* _Task brief_:
Print out the entries that follow exactly, missing none.

* _Collected data_:

PR #671, opened 2021-07-30
Add option to enable .local lookups via DNS in Photon

randomvariable:

Lot of folk using Photon are still using .local domains in contravention of the RFCs. This adds an option to enable resolution of .local via DNS rather than MulticastDNS.

As this is technically a leak, it's disabled by default.

**Additional context**

### DIFF
--- a/docs/book/src/capi/providers/vsphere.md
+++ b/docs/book/src/capi/providers/vsphere.md
@@ -4,16 +4,16 @@
 
 The images may be built using one of the following hypervisors:
 
-| OS | Builder | Build target |
-|----|---------|--------------|
-| Linux | VMware Workstation (vmware-iso) | build-node-ova-local-<OS> |
-| macOS | VMware Fusion (vmware-iso)| build-node-ova-local-<OS> |
-| ESXi | ESXi | build-node-ova-esx-<OS> |
-| vSphere | vSphere >= 6.5 | build-node-ova-vsphere-<OS> |
-| vSphere | vSphere >= 6.5 | build-node-ova-vsphere-base-<OS> |
-| vSphere Clone | vSphere >= 6.5 | build-node-ova-vsphere-clone-<OS> |
-| Linux | VMware Workstation (vmware-vmx) | build-node-ova-local-vmx-<OS> |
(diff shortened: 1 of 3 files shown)


images/capi/hack/ensure-ansible.sh
```diff
@@ -35,3 +35,4 @@ pip3 install --user "ansible==${_version}"
 ensure_py3_bin ansible
 ensure_py3_bin ansible-playbook
 ansible-galaxy collection install ansible.windows:==1.7.0
+ansible-galaxy collection install community.general:==3.4.0
```
codenrhoden, line 38: While I get why this is here, it seems unrelated to this PR?

I think using the newer syntax (e.g. `community.general.ini_file`) is a laudable goal, and an upgrade we need to do, I'd rather not see it mixed in piecemeal. I find it harder to read (but that may just be me, happy to hear other's opinions). For this particular PR, I'd rather see the changes made just `ini_file` until we make a bigger, across the board bump in Ansible. Thoughts?

codenrhoden (changes requested):
Hi @randomvariable,

Thanks for looking into this and coming up with a way for users to use `.local`. I agree that it shouldn't be enabled by default. I do think we should add this variable to the table at https://github.com/kubernetes-sigs/image-builder/blob/master/docs/book/src/capi/capi.md#customization to document it's use? Or maybe since this is Photon specific, maybe it belongs in https://github.com/kubernetes-sigs/image-builder/blob/master/docs/book/src/capi/providers/vsphere.md instead? We don't really have a table there for provider-specific variables, but we don't have one for AWS, so there is an example: https://github.com/kubernetes-sigs/image-builder/blob/master/docs/book/src/capi/providers/aws.md#common-aws-options.

images/capi/hack/ensure-ansible.sh
randomvariable: Does `ini_file` still work? The Ansible docs have removed mention of it.

randomvariable: Reverted to the 2.9 docs version

codenrhoden:
Thanks for the docs updates!

/lgtm
/approve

* _Written answer_:
PR #671, opened 2021-07-30
Add option to enable .local lookups via DNS in Photon

randomvariable:

Lot of folk using Photon are still using .local domains in contravention of the RFCs. This adds an option to enable resolution of .local via DNS rather than MulticastDNS.

As this is technically a leak, it's disabled by default.

**Additional context**

### DIFF
--- a/docs/book/src/capi/providers/vsphere.md
+++ b/docs/book/src/capi/providers/vsphere.md
@@ -4,16 +4,16 @@
 
 The images may be built using one of the following hypervisors:
 
-| OS | Builder | Build target |
-|----|---------|--------------|
-| Linux | VMware Workstation (vmware-iso) | build-node-ova-local-<OS> |
-| macOS | VMware Fusion (vmware-iso)| build-node-ova-local-<OS> |
-| ESXi | ESXi | build-node-ova-esx-<OS> |
-| vSphere | vSphere >= 6.5 | build-node-ova-vsphere-<OS> |
-| vSphere | vSphere >= 6.5 | build-node-ova-vsphere-base-<OS> |
-| vSphere Clone | vSphere >= 6.5 | build-node-ova-vsphere-clone-<OS> |
-| Linux | VMware Workstation (vmware-vmx) | build-node-ova-local-vmx-<OS> |
(diff shortened: 1 of 3 files shown)


images/capi/hack/ensure-ansible.sh
```diff
@@ -35,3 +35,4 @@ pip3 install --user "ansible==${_version}"
 ensure_py3_bin ansible
 ensure_py3_bin ansible-playbook
 ansible-galaxy collection install ansible.windows:==1.7.0
+ansible-galaxy collection install community.general:==3.4.0
```
codenrhoden, line 38: While I get why this is here, it seems unrelated to this PR?

I think using the newer syntax (e.g. `community.general.ini_file`) is a laudable goal, and an upgrade we need to do, I'd rather not see it mixed in piecemeal. I find it harder to read (but that may just be me, happy to hear other's opinions). For this particular PR, I'd rather see the changes made just `ini_file` until we make a bigger, across the board bump in Ansible. Thoughts?

codenrhoden (changes requested):
Hi @randomvariable,

Thanks for looking into this and coming up with a way for users to use `.local`. I agree that it shouldn't be enabled by default. I do think we should add this variable to the table at https://github.com/kubernetes-sigs/image-builder/blob/master/docs/book/src/capi/capi.md#customization to document it's use? Or maybe since this is Photon specific, maybe it belongs in https://github.com/kubernetes-sigs/image-builder/blob/master/docs/book/src/capi/providers/vsphere.md instead? We don't really have a table there for provider-specific variables, but we don't have one for AWS, so there is an example: https://github.com/kubernetes-sigs/image-builder/blob/master/docs/book/src/capi/providers/aws.md#common-aws-options.

images/capi/hack/ensure-ansible.sh
randomvariable: Does `ini_file` still work? The Ansible docs have removed mention of it.

randomvariable: Reverted to the 2.9 docs version

codenrhoden:
Thanks for the docs updates!

/lgtm
/approve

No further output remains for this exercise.